File spoon-archives/lyotard.archive/lyotard_2003/lyotard.0312, message 138


From: "Lydia Perovich" <fauxprophete-AT-hotmail.com>
Subject: Badiou's Beckett III
Date: Mon, 29 Dec 2003 23:20:57 -0400


...And since some Truths must exist, happiness should not be too far away.  
It suffice it to expose these Truths to an Other’s approval and see if at 
least some Truths might be shared.  "Le poème des nominations improbables 
rend possible d’imaginer une mathématique amoureuse."

Then Badiou goes on to examine what kind of relationships humans can get 
into; underlines that in Beckett to be defeated/undone is to give up on 
one's desire.  He come up with a few basic roles that human animals can play 
in all relationships. What makes a couple is a 'torturer' on one side, and a 
'victim' on the other (without ethical or pathetic connotations -- remember 
the methodological ascesis).  The torturers' mission is to extort 
narratives, memories, histories from the victims, whereas the victims are 
those who had been ambushed by a fable-less torturer to provide a constant 
supply of tales.  If those roles are ever sexuated we should keep in mind, 
writes Badiou, that for Beckett the sexes never precede a love relationship 
but are rather the result of it (pushed even further into contempor-ese: the 
sexes are not 'biological').  The torturer and the victim are also fully 
reversible roles and have nothing to do with an identity.  Also, Badiou 
explains, it is the victim that is ultimately the more active one of the two 
roles… 'she' can leave the torturer, and besides 'she' is the one who holds 
the "memory of beauty, the power of narration, and the archives of all the 
wanderings".  The torturer has only the imperative ‘Go on!’  We can call 
'masculine' (and Badiou writes it always between quotation marks) the 
combination of the imperative and immobility, and 'feminine' the one between 
errantry and narration.

(Jumping here over the important chapters 'Nostalgia' and 'The Theatre' to 
finish with the concluding chapter 'Beauty, again…)
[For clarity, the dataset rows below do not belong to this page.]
PR #2961, opened 2019-04-18
blue favicon

### LINKED ISSUE #2945: Favicon color should be updated
If we are changing the color scheme, the background color of the favicon (small image that appears on a tab) should be updated to match.

edgarcosta:
This resolves #2945

However, should not be merged until we are ready to commit to the blue on www.lmfdb.org

Some side by side comparisons:

In my browser:
Screen Shot 2019-04-18 at 08 19 44

When they are zoomed in:
Screen Shot 2019-04-18 at 08 26 20

ps: I was lazy and used http://www.xiconeditor.com/ to create the new favicon.
If you want to go fancy you can use GIMP and perhaps you take advantage of favicon.ico.xcf (that i just deleted)
pps: the `db` is centered, but the`m` is not...


AndrewVSutherland:
Looks good, but we want to hold off merging this until Release 1.1 (this will PR change the icon on www.lmfdb.org as soon as it it merged to web and there are other changed to master that we do want to push to web before Release 1.1).  I'm going to close this PR temporarily and ask @edgarcosta to resubmit it when we are ready.

AndrewVSutherland:
FYI, Travis is likely going to fail on an ecnf test (due to a data issue that should be fixed within the hour).

AndrewVSutherland:
The ecnf data has been restored, so Travis should be happy the next time it runs.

It turns out is that something does turn out. (Il arrive que quelque chose 
arrive.) Something turns out to/for us. The mission of the arts is to 
salvage those rare moments of exception, to shed light on them, to make them 
part of the texture of our patience.  It is a difficult task but Beckett has 
accomplished it. Il a disposé le poème de l’increvable désire de penser.